Saved data entries:

*****

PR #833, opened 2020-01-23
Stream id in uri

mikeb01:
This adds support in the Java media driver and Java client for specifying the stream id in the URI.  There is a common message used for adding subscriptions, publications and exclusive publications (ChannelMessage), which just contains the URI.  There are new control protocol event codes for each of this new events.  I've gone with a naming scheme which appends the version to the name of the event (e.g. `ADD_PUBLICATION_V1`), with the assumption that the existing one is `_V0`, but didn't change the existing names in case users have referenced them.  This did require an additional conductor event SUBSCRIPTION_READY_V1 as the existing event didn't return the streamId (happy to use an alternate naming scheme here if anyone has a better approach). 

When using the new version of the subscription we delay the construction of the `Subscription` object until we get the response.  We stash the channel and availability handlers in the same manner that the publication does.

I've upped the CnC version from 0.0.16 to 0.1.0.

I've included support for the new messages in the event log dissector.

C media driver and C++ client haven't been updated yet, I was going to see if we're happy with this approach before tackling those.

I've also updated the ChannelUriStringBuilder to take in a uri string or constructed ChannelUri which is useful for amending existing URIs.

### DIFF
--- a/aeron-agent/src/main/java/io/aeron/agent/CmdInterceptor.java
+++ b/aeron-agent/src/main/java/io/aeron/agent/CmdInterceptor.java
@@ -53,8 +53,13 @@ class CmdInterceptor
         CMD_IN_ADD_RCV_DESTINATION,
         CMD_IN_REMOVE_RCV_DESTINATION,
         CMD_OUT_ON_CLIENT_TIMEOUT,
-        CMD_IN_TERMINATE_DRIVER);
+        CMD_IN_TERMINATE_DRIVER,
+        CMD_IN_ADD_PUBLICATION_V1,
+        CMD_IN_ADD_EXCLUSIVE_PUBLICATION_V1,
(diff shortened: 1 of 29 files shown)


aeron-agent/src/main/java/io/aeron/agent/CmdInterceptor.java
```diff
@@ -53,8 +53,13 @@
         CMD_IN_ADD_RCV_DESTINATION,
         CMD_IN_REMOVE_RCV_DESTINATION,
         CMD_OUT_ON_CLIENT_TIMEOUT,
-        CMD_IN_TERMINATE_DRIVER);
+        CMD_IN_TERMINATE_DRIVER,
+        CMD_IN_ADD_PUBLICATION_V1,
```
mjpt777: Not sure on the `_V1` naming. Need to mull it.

*****

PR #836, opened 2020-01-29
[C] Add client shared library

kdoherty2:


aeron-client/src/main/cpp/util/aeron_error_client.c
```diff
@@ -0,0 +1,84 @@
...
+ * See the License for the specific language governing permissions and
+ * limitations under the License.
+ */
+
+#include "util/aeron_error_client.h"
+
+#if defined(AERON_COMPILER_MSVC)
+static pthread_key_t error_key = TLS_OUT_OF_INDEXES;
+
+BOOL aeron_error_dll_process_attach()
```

*****

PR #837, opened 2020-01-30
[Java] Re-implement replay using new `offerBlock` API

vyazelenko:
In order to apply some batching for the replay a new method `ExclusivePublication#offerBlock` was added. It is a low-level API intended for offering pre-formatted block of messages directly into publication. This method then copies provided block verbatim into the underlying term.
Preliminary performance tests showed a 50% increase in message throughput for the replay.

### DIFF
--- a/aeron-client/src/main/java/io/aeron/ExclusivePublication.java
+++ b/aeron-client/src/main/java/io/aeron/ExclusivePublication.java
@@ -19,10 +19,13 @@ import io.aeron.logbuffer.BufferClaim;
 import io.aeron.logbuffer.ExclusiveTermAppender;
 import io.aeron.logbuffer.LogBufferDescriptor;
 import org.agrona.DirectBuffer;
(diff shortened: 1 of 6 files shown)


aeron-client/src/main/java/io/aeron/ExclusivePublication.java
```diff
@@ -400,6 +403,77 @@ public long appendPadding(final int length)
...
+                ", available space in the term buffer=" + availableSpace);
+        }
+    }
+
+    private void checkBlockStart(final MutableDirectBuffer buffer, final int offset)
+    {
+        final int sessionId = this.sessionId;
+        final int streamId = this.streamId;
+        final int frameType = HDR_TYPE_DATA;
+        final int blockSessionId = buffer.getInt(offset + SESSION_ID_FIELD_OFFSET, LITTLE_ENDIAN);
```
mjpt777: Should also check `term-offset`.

*****

Work instructions: If a line in the records above has the word "logbuffer", copy it out.

Expected answer:
@@ -19,10 +19,13 @@ import io.aeron.logbuffer.BufferClaim;
 import io.aeron.logbuffer.ExclusiveTermAppender;
 import io.aeron.logbuffer.LogBufferDescriptor;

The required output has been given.